We magnetically levitate mm-scale drops of Helium-4 in ultrahigh vacuum. Surface tension molds these drops into almost-perfect spheres that evaporatively cool to ~275 mK. The lowest evaporation rates we have measured (dR/dt ~100 fm/s) correspond to drop lifetimes of over 100 years. We use lasers (at five wavelengths) to control and probe the drop's mechanical surface modes and its optical whispering gallery modes.
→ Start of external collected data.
PR #260, opened 2022-08-01
Remove deprecated taint

PurpleBooth:
This taint should match the new role name "control-plane"

Kubeadm [will remove this with 1.25][issue]. It's a bit of an awkward timing, because that looks like it will come out at the [end of this month](https://github.com/kubernetes/sig-release/tree/master/releases/release-1.25#summary)

[issue]: https://github.com/kubernetes/kubeadm/issues/2200


mysticaltech:
Good catch!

For about half the drops we have measured, the surface mode spectrum matches theoretical predictions (for an elastic sphere) to within ~10 ppm for the first ~1000 surface modes. Their measured damping rates also agree well with first-principles calculations in the high-frequency limit. However, statistically significant deviations at lower frequencies suggest that the theory and our understanding of the underlying physics require further refinement. For about half the other drops we have measured, the surface mode spectrum deviates from the (same) theory predictions at the ~1% level! The specific form of these deviations suggests the presence of one or more vortex lines in these drops, but confirmation with minimally intrusive probes, such as lasers, remains outstanding.

We have measured optical whispering gallery modes with finesse values ranging from ~10 to ~20,000. The low evaporation rates allow us to lock a probe laser to a specific optical whispering-gallery mode for over a day. This has allowed us to measure the thermal (Brownian) motion of the surface modes, and also radiation backaction. Preliminary data also suggest mechanical "lasing" and mode competition (between surface modes) at ~10 nW of coupled optical power in the ~20,000-finesse WGMs.

I will describe these results in detail and discuss the challenges posed by the thermal motion of surface modes to couple light into WGMs that are theoretically expected to have finesse values > 1 billion.